§ **Exercise description**
Only the lines holding "will" are wanted here; copy each from the listing.
*** Begin section ***
PR #1882, opened 2026-02-11
✨(backend) add management command to reset a Document

lunika:
## Purpose

We need a management command to reset a Document to an initial state and deletes everything related to it. This command can be usefull to reset a demo for example.

## Proposal

- [x] ✨(backend) add management command to reset a Document

### DIFF
--- a/CHANGELOG.md
+++ b/CHANGELOG.md
@@ -11,6 +11,7 @@ and this project adheres to
 - ✨(y-provider) preserve callouts, PDFs, page breaks, interlinking
   links and commented text on HTML/markdown export #2296
 - ✨(frontend) add a user menu #2463
+- ✨(backend) add management command to reset a Document #1882
 
 ### Changed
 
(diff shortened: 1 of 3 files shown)


AntoLC (commented):
I noticed a few problems:
- if you reset the root, all the members are removed from the documents, even the owner, so you cannot access the document or sub documents anymore
- I guess a demo doc is often public, the command seems to switch its visibility to private, if the command is automatized, you will have to manually change the visibility to the doc again
- nit there is still the data in the table thread

AntoLC (approved):
Nice, just need a doc now 😜

virgile-dev:
The doc is this one : https://docs.la-suite.eu/docs/486d0d17-a1e7-423d-935a-810e8a2b40f9/ @lunika @AntoLC

AntoLC:
> The doc is this one : https://docs.la-suite.eu/docs/486d0d17-a1e7-423d-935a-810e8a2b40f9/ @lunika @AntoLC

I was speaking about a doc in GitHub repo about how to use this feature, users will not be aware this command is now existing and if so, to understand how to use it by looking at the code is not trivial.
*** End section ***
§ **Reply**
- I guess a demo doc is often public, the command seems to switch its visibility to private, if the command is automatized, you will have to manually change the visibility to the doc again
I was speaking about a doc in GitHub repo about how to use this feature, users will not be aware this command is now existing and if so, to understand how to use it by looking at the code is not trivial.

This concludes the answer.